Activity: Reproduce the entries shown below only from the line with "Resolves N/A —" down to the line with "- Re-keyed the", keeping both end lines and copying each one exactly.

[Stored data]
PR #923, opened 2026-08-20
Show the watched path on SMB and Azure Files entry points

niveathika:
Fixes https://github.com/wso2/product-integrator/issues/2233

## Purpose
In the project explorer, the three file-based triggers rendered their entry points inconsistently:

| Connector | Before | After |
|---|---|---|
| ftp | `FTP Integration - /` | `FTP Integration - /` |
| smb | `SMB Integration` | `SMB Integration - /incoming` |
| azure.storage.files | `files:Service` | `Azure Files Integration - /invoices` |

Three independent causes:

1. **smb** — `Artifact.moduleAnnotationFields` had an `ftp` entry but no `smb` one, so the builder never looked for the annotation field. smb does emit `@smb:ServiceConfig { path: "/incoming" }` (its `initProperties.path` codedata is `SERVICE_ANNOTATION`, same as ftp), so the value was always in the source, just never read.
2. **Azure Files, wrong map key** — `entryPointMap` was keyed `"files"`, the import prefix, but `Artifact.Builder#icon` sets `module` from `ModuleID#moduleName()`, which is `"azure.storage.files"`. Nothing matched, so `resolveServiceName` fell through and returned the type descriptor verbatim. Same class of dead key that #35faff8990 worked around for SAP JCo (`"jco"` vs `sap.jco`) by adding `serviceTypeMap`.
3. **Azure Files, path is the attach point** — Azure Files keeps its watched path in the service attach point, not an annotation. `ServiceConfiguration` in `ballerinax/azure.storage.files:0.9.0` holds only `recursive`, `fileNamePattern` and `minFileAgeSeconds`; its doc states *"The watched path itself is the service's attach point (for example `service /invoices on lsn`)."* But `ModuleNodeTransformer#transform` resolved `typeDescriptor()` first and never fell through to `absoluteResourcePath()`.

While tracing (3) I found a second, related bug: the Azure Files `readOnlyMetadata` declared `kind: SERVICE_ANNOTATION, path: "ServiceConfig.path"`. Since that field does not exist, `AnnotationExtractor` resolves nothing and the **"Monitored Path" chip on the service card is permanently blank**.

Resolves N/A — found during a review of the file-trigger models, no tracking issue filed.

## Goals
Every file-based trigger shows its watched path in the project explorer, resolved from wherever that connector actually stores it, and the Azure Files service card shows its monitored path.

## Approach
`Artifact.java`
- Added `"smb" -> {"path"}` to `moduleAnnotationFields`.
- Re-keyed the Azure Files `entryPointMap` entry from `"files"` to `"azure.storage.files"`, and aligned the label with the trigger palette's `displayName` ("Azure Files Integration", was "Azure Storage Files Integration").
- Added `attachPointNamedModules` (Azure Files and SMB) plus a static `usesAttachPointAsName(String module)` beside `resolveServiceName`, guarded on `entryPointMap` so a member with no entry-point label cannot emit a bare path. SMB's `@smb:ServiceConfig { path }` still wins when present, so the attach point is only its fallback.
- `unquote` strips the quotes a string-literal attach point arrives with.

`ModuleNodeTransformer.java`
- The attach-point branch is tried before the type-descriptor branch, but only for modules in that set.

Scoping note: the general rule — append the attach point to *any* entry point that has one — would also change MCP (`MCP Service - /mcp`) and Salesforce (`Salesforce Event Integration - /data/AccountChangeEvent`), and would arguably make them consistent with how HTTP and GraphQL already read. That is deliberately out of scope here; this PR changes nothing outside the file triggers. Happy to follow up if reviewers prefer the general rule.

`trigger-models/azure.storage.files.json`
- `readOnlyMetadata.path` is now `kind: "SERVICE_BASE_PATH"`, matching how mcp and salesforce already declare a base-path chip.

### Behaviour changes worth calling out
These fell out of the fix rather than being its subject, so they are easy to miss in the diff:

- **`unquote` is not scoped to the attach-point set.** Any connector whose service uses a string-literal attach point now loses the quotes from its explorer label, so asb/solace/mqtt-style services are affected too. The rabbitmq expectation was the only one carrying quotes, so nothing else moves.
- **Azure Files `multipleListenersAllowed`: `true` -> `false`.** Azure Files, unlike ftp and smb, does not support multiple listener attachment. `ServiceRules.resolveCardinality` reads this flag as permissive-unless-forbidden, so `false` makes the Copilot contract reject `service files:Service /invoices on lsnA, lsnB` - the intended effect, not a side effect. ftp and smb keep `true`.
- **Azure Files `identifier.presence`: `optional` -> `required`.** `TriggerModelSynthesizer` maps presence onto the synthesized property's `optional`, which disagreed with the trigger model marking `path` as `optional: false`. Azure Files has no path annotation, so the attach point is the only carrier of the watched path and optional would permit a service watching nothing.
- **smb's `identifier` and `$pathSource` rule are removed**, aligning smb with ftp, which already carried neither on `staging/5.14.0`. Note the consequence: with `smb:SmbServiceConfig.path` declared `string path?`, nothing in either manifest now requires an SMB service to state its watched path. Pre-existing for ftp; worth a separate fix for both.

## UI Component Development
N/A — no UI components changed; the labels are produced by the language server.

## User stories
As an integration developer with several file triggers in one project, I can tell them apart in the project explorer by the path each one watches, without opening each service.

## Release note
The project explorer now shows the monitored path on SMB and Azure Files service entry points, and Azure Files entry points are labelled "Azure Files Integration" instead of `files:Service`. Fixed the blank "Monitored Path" field on the Azure Files service card.

## Documentation
N/A — no documented behaviour changes; these are display labels in the project explorer and the service card.

## Training
N/A

## Certification
N/A — display-label fix with no impact on exam content.

## Marketing
N/A

## Automation tests
- Unit tests
  - New `ServiceGeneratorTests#testFileTriggerServiceDisplayNames` locks the module-name keying for all three file triggers, so the Azure Files re-key cannot silently regress.
  - New `ArtifactNamingTest` covers the two genuinely new paths directly: `usesAttachPointAsName` (true for `azure.storage.files` and `smb`, false for ftp/http/null/unknown) and `unquote`'s quote stripping.
  - Adjusted a stale comment in `TriggerModelReaderTest#testReadAzureStorageFiles`; the assertion it sits above (`SERVICE_BASE_PATH`) was already correct, the comment claimed the opposite.
  - `ServiceGeneratorTests` 2/2, `TriggerModelReaderTest` 12/12, `TriggerSearchUtilTest` 9/9. `compileJava`, `compileTestJava`, `checkstyleMain`, `checkstyleTest` all clean.
  - The composed end-to-end label still has no fixture: `ballerinax/azure.storage.files` is not in `build-config/ballerina_dependencies`, so a RabbitMQ-style `azure.storage.files.bal` fixture cannot resolve until the library is provisioned. `usesAttachPointAsName` and `unquote` are unit-tested directly in the meantime; the composed label was verified by hand against a generated Azure Files service.
- Integration tests
  - None added.

## Security checks
- Ran FindSecurityBugs plugin and verified report? no — display-label change with no new input handling or IO

## Samples
N/A

## Related PRs
None.

## Migrations (if applicable)
N/A — no persisted state; labels are recomputed from source on every artifact generation.

## Test environment
- JDK 21 (Temurin), Gradle 8.11.1
- Ubuntu on WSL2 (kernel 6.6.87.2)
- Read against `ballerina/ftp:2.20.2`, `ballerina/smb:2.0.1`, `ballerinax/azure.storage.files:0.9.0`

## Learning
The two naming layers are easy to conflate and were the root of this bug: `codedata.moduleName` in the trigger models carries the **import prefix** (`files`), while `Artifact.module` carries the **semantic module name** from `ModuleID#moduleName()` (`azure.storage.files`). `entryPointMap` is keyed by the latter, so any entry written with a prefix silently never matches.

Worth flagging for a follow-up: `entryPointMap` still holds several such dead keys — `jco`, `business`, `chat`, `github`, `hubspot`, `shopify`, `twilio` — where the real module names are `sap.jco`, `whatsapp.business`, `googleapis.chat`, `trigger.github`, `trigger.hubspot`, `trigger.shopify`, `trigger.twilio` (the `trigger-models/` filenames are the module names). I left them alone to keep this PR scoped.

Separately, a review of the three connectors' `trigger-metadata-models` turned up divergences that need regenerating the bundled models, so they are not in this PR: smb marks `$functionConfig` as `presence: required` where ftp and azure mark it optional (none of `FunctionConfiguration`'s fields are required); smb marks `$serviceConfig` required, which contradicts its own `$pathSource` rule; only smb carries a `$pathSource` rule at all; and handler shapes drift across the three (`contents` vs `content`, `ftpError` vs `err`, differing parameter order, and `onError` carrying `$functionConfig` only on ftp).

- Fix file-trigger entry-point labels for FTP, SMB, and Azure Files.
- Resolve SMB paths from `@smb:ServiceConfig`.
- Map Azure Files by `azure.storage.files` and resolve paths from the service attach point.
- Use `SERVICE_BASE_PATH` for Azure Files `readOnlyMetadata`.
- Refactor attach-point naming and quote handling.
- Align parameter names and ordering in Copilot schema tests.
- Add coverage for naming, display labels, and Azure Files metadata.


LakshanWeerasinghe (dismissed):

LakshanWeerasinghe (dismissed):

packages/ballerina-language-server/architecture-model-generator/modules/architecture-model-generator-core/src/main/java/io/ballerina/artifactsgenerator/Artifact.java
```diff
@@ -287,14 +295,23 @@ public Builder child(Artifact child) {
...
             } else {
-                this.name = entryPointMap.get(module) + " - " + path;
+                this.name = entryPointMap.get(module) + " - " + attachPoint;
             }
             return this;
         }
 
+        // Azure Files-style triggers watch the path in `service files:Service "/invoices" on lsn`, so the attach
+        // point is the only place the watched path appears.
+        public boolean usesAttachPointAsName() {
```
dulajdilshan: Nit: a boolean query on a `Builder` reads a little oddly, and the caller in `ModuleNodeTransformer` still has to repeat the `!resourcePaths.isEmpty()` check. A static helper taking the module name would keep the branch condition in one place.

Also, this is now the fourth module-keyed table in this class (`entryPointMap`, `serviceTypeMap`, `moduleAnnotationFields`, `attachPointNamedModules`). The dead-key cleanup you flagged as a follow-up would be a good moment to fold them into one per-module record.

packages/ballerina-language-server/architecture-model-generator/modules/architecture-model-generator-core/src/test/java/io/ballerina/architecturemodelgenerator/core/ServiceGeneratorTests.java
```diff
@@ -48,6 +48,15 @@ public void testSapJcoServiceDisplayNames() {
                 "SAP JCo RFC Service");
     }
 
+    @Test(description = "Resolve file trigger entry points by their semantic module name")
+    public void testFileTriggerServiceDisplayNames() {
```
dulajdilshan, line 52: This test only covers the static map lookup, which the PR didn't really change. Neither of the two genuinely new code paths — the attach-point branch and `unquote` — is covered here. Right now `unquote`'s only coverage is incidental, via the updated RabbitMQ expected file.

I know the description says a compiled fixture would be needed, but `architecture-model-generator-ls-extension/src/test/resources/artifacts/config/rabbitmq.json` shows that style of test already works. An equivalent `azure.storage.files` fixture would lock in `Azure Files Integration - /invoices` and stop the branch from silently regressing.

packages/ballerina-language-server/model-generator-commons/src/main/resources/trigger-metadata-models/azure.storage.files/trigger-metadata.json
```diff
@@ -17,7 +17,7 @@
       "doc": "Receives files detected on the watched Azure Files share, typed by extension, with an untyped fallback and an error handler.",
       "type": { "name": "Service" },
       "concrete": false,
-      "multipleListenersAllowed": true,
+      "multipleListenersAllowed": false,
```
dulajdilshan, line 20: This flip from `true` to `false` isn't mentioned anywhere in the description and doesn't seem related to the path fix. Is it intentional? If so, could you add the reason to the description — it changes what users can build, unlike the rest of the PR.

packages/ballerina-language-server/model-generator-commons/src/main/resources/trigger-metadata-models/azure.storage.files/trigger-metadata.json
```diff
@@ -17,7 +17,7 @@
...
       "annotations": ["$serviceConfig"],
       "identifier": { "presence": "optional", "form": ["basePath"] },
```
dulajdilshan: This says the identifier is `optional`, but `trigger-models/azure.storage.files.json` marks the `path` property `"optional": false`. If the attach point is where Azure Files keeps its watched path, shouldn't this be `required` so the two agree?

packages/ballerina-language-server/model-generator-commons/src/main/resources/trigger-metadata-models/ftp/trigger-metadata.json
```diff
@@ -241,8 +241,8 @@
             "annotations": ["$functionConfig"],
             "params": [
               {
-                "id": "$service.onError.ftpError",
-                "name": "ftpError",
+                "id": "$service.onError.err",
+                "name": "err",
```
dulajdilshan, line 245: Renaming this to `err` matches what `trigger-models/ftp.json` already ships and what smb/azure use, so it's the right direction.

One leftover though: `service-model-index-generator/src/main/resources/service_artifacts.json` still has `ftpError` for this same parameter. Nothing breaks today (the schema path wins for FTP, per `testSchemaDrivenLibraryIsNeverSubstitutedByTheIndex`), but the PR leaves two sources of truth disagreeing. Worth updating here or filing a follow-up.

packages/ballerina-language-server/service-model-generator/modules/service-model-generator-ls-extension/src/main/resources/trigger-models/azure.storage.files.json
```diff
@@ -1091,7 +1091,7 @@
           "selected": false
         }
       ],
-      "value": "\"/\"",
+      "value": "/",
```
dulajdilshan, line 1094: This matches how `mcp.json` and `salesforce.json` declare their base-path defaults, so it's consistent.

Output:
Resolves N/A — found during a review of the file-trigger models, no tracking issue filed.

## Goals
Every file-based trigger shows its watched path in the project explorer, resolved from wherever that connector actually stores it, and the Azure Files service card shows its monitored path.

## Approach
`Artifact.java`
- Added `"smb" -> {"path"}` to `moduleAnnotationFields`.
- Re-keyed the Azure Files `entryPointMap` entry from `"files"` to `"azure.storage.files"`, and aligned the label with the trigger palette's `displayName` ("Azure Files Integration", was "Azure Storage Files Integration").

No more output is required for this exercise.